Computational Statistical Inference

With a dataset ($D : (x, y)$), can we obtain a rule ($R : y = \hat{f}(x))$, by which can infer conclusion $ C : \text{Yes} \,\, \text{if} y > 0 $? 

Consider a film recommendation dataset which has $(Age, Like?)$ ...

Can we use this to determine a cutoff for $Age$ at which we should recommend the film?

In [5]:
d = [(10, +1), (30, -1), (25, +1)]

age = float(input("Age? "))

if age >= 25:
    print("Recommend!")
else:
    print("Consider another film!")

Age? 25
Recommend!


## Aside: What data do you need for ML?

Historical observations: $(x, y)$

* $x$ -- known *features* (, fields, columns, variables)
* $y$ -- unknown prediction *target*

$y$ is unknown at *prediction time*, but we require it in the historical data. 

* $Default = \hat{f}(Balance, ...)$
* $y = f(x..)$

* $...Balance, Default$

Everything in your historical data *must* be known. 

## What types of Machine Learning is there?



* Supervised Learning $(x, y)$
    * Regression -- "trending"
        * Rating = Age <- information about y from x
        * $y \in \mathbb{R}$ ie., float 
        * eg., Price, Profit, Age, Rating...
    * Classification -- "labelling"
        * eg., $y \in \{+1, -1\} $ ie., int
        * Yes|No, London|Manchester|Leeds, Fraud|NotFraud
* Unsupervised Learning ($x, ...$)
    * eg., mean(Age) <- information about x
    * Clustering
        * Do observations reflect groups?
            * eg., do we see:
                * Young & Leeds, Old & London ?
    * Compression
        * $x_{big} \rightarrow x_{small}$ 
    
    
Supervised Learning is whenever we have a historical dataset $(x, y)$ which contains a $y$, ie., the thing we are trying to predict. 

Supervised Learning is prediction using historical data. 

Unsupervised Learning is any other sort of statistical inference.
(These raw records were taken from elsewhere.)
Issue #1503, opened 2026-05-26
Cycle extract phase still writes links/timeline to `default` source on federated brains (follow-up to #1204)


seaneoliver:
# Cycle extract phase still writes links/timeline to `default` source on federated brains (follow-up to #1204)

## Summary

#1204 fixed the **CLI** `gbrain extract` source-awareness by adding `--source-id` (v0.37.7.0). But the **automated dream/autopilot cycle** still hits the same root cause on a federated brain: every cycle logs `Links: created 0 from N pages` / `Timeline: created 0 entries from N pages` and persists nothing, because the cycle's extract phase never threads a `sourceId` and falls back to the literal `'default'` source.

Two interacting defects, both still present on **v0.41.2.0**:

1. **`runPhaseExtract` doesn't thread `sourceId`.** It calls `runExtractCore({ mode, dir, slugs })` with no source. `ExtractOpts` has no `sourceId` field, so the full-walk extractors (`extractLinksFromDir`/`extractTimelineFromDir`) never set `from_source_id/to_source_id`, and `addLinksBatch` maps missing → literal `'default'`, then INNER-JOINs `pages ON (slug, source_id='default')`. On a brain whose content lives in a non-`default` source, every row is dropped by the JOIN → 0 inserted, no error. (Same mechanism as #1204 Bug 1, just reached via the cycle instead of the CLI.)

2. **`noExtract: willRunExtractPhase` disables the *working* path.** `runPhaseSync` resolves the correct `sourceId` (`resolveSourceForDir`) and `performSync` would run the source-aware inline hooks (`extractLinksForSlugs`/`extractTimelineForSlugs`, which #1204 confirmed are correct). But sync passes `noExtract: willRunExtractPhase` to avoid duplicate work — so when the cycle's extract phase is scheduled (the default, `ALL_PHASES`), sync **skips its source-correct inline extraction** and defers to the broken full-walk phase. Net: the cycle turns off the good path and keeps the broken one.

## Environment

- gbrain **v0.41.2.0**, Supabase Postgres engine
- Federated brain, 3 sources: `default` (0–10 pages, isolated), `sos` (~32.7k pages, repo-backed, the live vault), `msft` (~2.8k pages)
- Symptom in `~/.gbrain/autopilot.log`, every cycle:
  ```
  Links: created 0 from 13671 pages
  Timeline: created 0 entries from 13671 pages
  ```

## Repro

[...]

PR #840, opened 2026-05-10
fix(import-file): skip empty code files so reindex-code stops failing on them

nightlaro:
## Summary

`importCodeFile` had no guard for zero-byte content. An empty file got a page row inserted with NULL `compiled_truth`, then every subsequent `gbrain reindex-code` pass failed on that slug with `missing compiled_truth` (the early-return at `src/commands/reindex-code.ts:193-196`).

Empty files are legitimate in real repos — stub/placeholder files committed during refactors (e.g., a Kotlin class temporarily emptied while the API surface is being reworked). Skipping them at import is the same shape as the existing `MAX_FILE_SIZE` branch directly above the new code, so the diff is one symmetric `if`.

## Repro

Before this fix on an Android KMP repo with three empty tracked code files:

```
$ gbrain reindex-code --source gstack-code-bile-... --yes
reindex-code: 0 reindexed, 1781 skipped, 3 failed (1784 total code pages).

3 failure(s):
  games-head-to-head-...-playerandchallengerprofile-kt: missing compiled_truth
  games-head-to-head-...-profilewithscoreandname-kt: missing compiled_truth
  ios-jeopardycoresample-logstore-swift: missing compiled_truth
```

After this fix + one-time `gbrain purge-deleted --older-than-hours 0` to clear the stuck rows:

```
$ gbrain reindex-code --source gstack-code-bile-... --yes
reindex-code: 0 reindexed, 1781 skipped, 0 failed (1781 total code pages).
```

## Test

`test/import-empty-code-file.test.ts` adds two cases against PGLite:

- Empty content → `status: 'skipped'`, `error: 'empty code file'`, and `getPage(slug)` returns `null`. The short-circuit must happen before any page row is written, otherwise reindex-code still trips on NULL `compiled_truth`.
- Non-empty content still imports normally.

Follows the canonical PGLite test pattern from `CONTRIBUTING.md` (single `beforeAll(connect+initSchema)` / `afterAll(disconnect)`, no `process.env` mutation, no `mock.module`).

## Test plan

- [x] `bun test test/import-empty-code-file.test.ts` — 2/2 pass
- [x] `bun test test/incremental-chunking.test.ts test/reindex-code.test.ts test/sync-failures.test.ts test/code-def-refs.test.ts` — 59/59 pass (no regression in `importCodeFile` callers)
- [x] `bun run typecheck` — clean
- [x] `bun run check:wasm` / `check:admin-build` / `check:cli-exec` — OK
[...]

PR #3148, opened 2026-07-21
fix(core): empty code files, multi-source cycle sync, root-level entity refs (#840 #1079 #1101)

time-attack:
Part 4-1 backlog fix wave: three singleton fix-needed community PRs, salvaged and rebased onto master.

## Takeover of #840 — skip empty code files in importCodeFile
The original guard was correct but no longer applied (master inserted the `runGuardrails` seam) and a bare skip left a file that BECAME empty ghosting its stale page/chunks forever. Rebased the guard ahead of the guardrail seam and added stale-page deletion (chunks cascade), mirroring the markdown importer's empty-content branch. `reindex-code` no longer fails every pass on 0-byte files.

## Takeover of #1079 — sync all registered sources in the autopilot cycle
`runPhaseSync` synced only the single brainDir-matched source. It now enumerates every registered, non-archived, `syncEnabled` source with a local checkout, while:
- preserving the `SyncLockBusyError` per-source skip (#1794) the original rewrite would have clobbered,
- keeping the legacy brainDir fallback when no registered source covers it,
- respecting explicit `--source` scoping (#1503) so a scoped cycle stays single-source,
- keeping the single-target phase-result shape byte-compatible (aggregate summary only appears with 2+ targets).

## Takeover of #1101 — root-level file references in ENTITY_REF_RE
The original bare-filename alternative was greedy and emitted slugs WITH the `.md` extension, plus bogus refs for anchors (`#section`) and non-markdown assets (`chart.png`), and broke dir-whitelist semantics. The rebased branch requires a mandatory `.md` suffix, excludes `#`/`/`/`:` from the class, strips `.md` in `extractEntityRefs`, and reports `dir: ''` for root-level refs (matching the generic-wikilink pass). `LINK_EXTRACTOR_VERSION_TS` bumped so previously-stamped pages re-extract the new refs (one fixture date in `test/extract-stale.test.ts` moved with it).

## Tests
- `test/import-empty-code-file.test.ts` (new): skip, became-empty deletion, non-empty unaffected.
- `test/core/cycle.serial.test.ts`: multi-source enumeration (archived/disabled/checkout-less excluded), legacy fallback, explicit-source scoping.
- `test/link-extraction.test.ts`: root-level `.md` refs, `./` prefix, anchors/assets/URLs rejected, dir-prefixed refs unchanged.
- `bun run typecheck` clean; all touched + neighboring suites green (link/extract/cycle/sync/backlinks/reindex batches, 458 tests, 0 fail).

Credits: @nightlaro (#840), @samvilian (#1079), @essexcanning (#1101).

### DIFF
--- a/src/core/cycle.ts
+++ b/src/core/cycle.ts
@@ -978,10 +978,17 @@ async function runPhaseSync(
           sourceId: t.sourceId,
           dryRun,
           noPull: !pull,
-          noEmbed: true,                       // embed is a separate phase
-          noExtract: willRunExtractPhase,      // dedupe ONLY when cycle's extract phase will also run.
-                                               // If extract isn't scheduled (e.g. `gbrain dream --phase sync`),
-                                               // sync's inline extract still runs to preserve prior behavior.
+          noEmbed: true,                       // embed is a separate phase (runEmbedCore --stale is brain-wide,
+                                               // so it covers every target here)
+          // Dedupe inline extract ONLY for the target the cycle's extract
+          // phase will actually cover: extract walks brainDir under
+          // cycleSourceId (runPhaseExtract), so slugs synced from OTHER
+          // checkouts are invisible to it — disabling their inline extract
+          // would silently drop link/timeline extraction for every
+          // non-brainDir source. If extract isn't scheduled at all (e.g.
+          // `gbrain dream --phase sync`), inline extract runs everywhere
+          // to preserve prior behavior.
+          noExtract: willRunExtractPhase && t.repoPath === brainDir,
         });
         synced++;
         added += result.added;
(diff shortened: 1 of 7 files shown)


time-attack:
Merging. Spot-checked all three against master: importCodeFile has a size ceiling but no empty guard, and runPhaseSync still resolves a single brainDir-matched source, so both bugs are live. The rebase quality is what sells it — preserving the #1794 per-source lock skip and #1503 scoping instead of clobbering them, and keeping the single-target result shape byte-compatible. Thanks to @nightlaro, @samvilian and @essexcanning for the originals; worth flagging in the release notes that the LINK_EXTRACTOR_VERSION_TS bump forces a re-extract pass.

Typically we are just analysing patterns in known (certain) data, and not looking to predict anything.



## What is Supervised Learning?

$\mathcal{D} = (x_0, x_1, \dots y)$

Find: $\hat{y} = \hat{f}(x_0, x_1, \dots)$

Given:  $l(a, b) = \hat{f}(x; a, b) - y$

## How does a machine find $\hat{f}$ ?

$f(x) = ax + b$

ie., how does it find $(a, b)$

One method: try lots of $(a, b)$ at random... and consider the dataset $D$, and look at the predictions made using $(a, b)$ and keep the closest. 
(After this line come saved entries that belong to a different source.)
PR #3151, opened 2026-07-21
fix(gbrain): disable hooks for scaffolding commit to avoid harden push race

time-attack:
Takeover of #2545 (credit: @peterostrander2) — not closing it, just referencing.

## Problem
`gbrain sources harden` installs the durability post-commit hook, then `commitScaffolding` commits the scaffolding and immediately pushes. The freshly installed hook fires on that commit and background-pushes (`git pull --rebase` on rejection → `index.lock`), racing the foreground push.

#2545 correctly identified the race but fixed it with `git commit --no-verify`, which only bypasses pre-commit/commit-msg hooks — post-commit hooks still run under `--no-verify` (empirically verified in a scratch repo).

## Fix
- `commitScaffolding` now commits with `-c core.hooksPath=/dev/null`, which actually disables all hooks for that one invocation (including a pre-existing custom `core.hooksPath`).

## How does Supervised Learning work?

In [32]:
dataset = [
    (1, 10), 
    (3, 20)
]

Suppose we try some random (a, b)

In [33]:
a = 5
b = 1

In [34]:
for (x, y) in dataset:
    print("Prediction:", a * x + b )
    print("Actual:",  y )
    print("Loss:", y - (a * x + b))
    print()

Prediction: 6
Actual: 10
Loss: 4

Prediction: 16
Actual: 20
Loss: 4



In [35]:
a = 6
b = 3

total_loss = 0
for (x, y) in dataset:
    # add to the total loss
    total_loss += y - (a * x + b)
                      # actual - prediction
total_loss

0

In [38]:
dataset

[(1, 10), (3, 20)]

In [37]:
for (x, y) in dataset:
    print("Prediction:", a * x + b )
    print("Actual:",  y )
    print("Loss:", y - (a * x + b))
    print()

Prediction: 9
Actual: 10
Loss: 1

Prediction: 21
Actual: 20
Loss: -1



## Aside: Improving our loss

Above, notice that we are told we have a $0$ error, depsite mispredicting **two** points (all of our points)!

In [44]:
a = 6
b = 3

total_loss = 0
for (x, y) in dataset:
    total_loss += (y - (a * x + b)) ** 2
                    
total_loss

2

## How does a machine use a loss?

We decide the $loss$, then the machine uses the dataset to minimize it. 

## Exercise

Consider the following dataset:

In [45]:
loans = [
    (1000, +1), # loan_amount, settled
    (2000, -1),
    (500,  +1)
]

### Q1. Predictions

Using the test `if amount > a` print, `1` if it passes otherwise `-1`

HINT: choose `a = 500`

### Q2. Compute Loss

How bad is this rule?

Loop over all loans, use your test above, to compute a prediction for loan. 

Compare this prediction with the historical answer. 

Print out the prediction and the loss for every point.


### Q3. Compute the total loss

Add up the loss for all points. 

HINT: in the exercise above, our prediction is computed using an `if`, not using a formula `a*x+b`.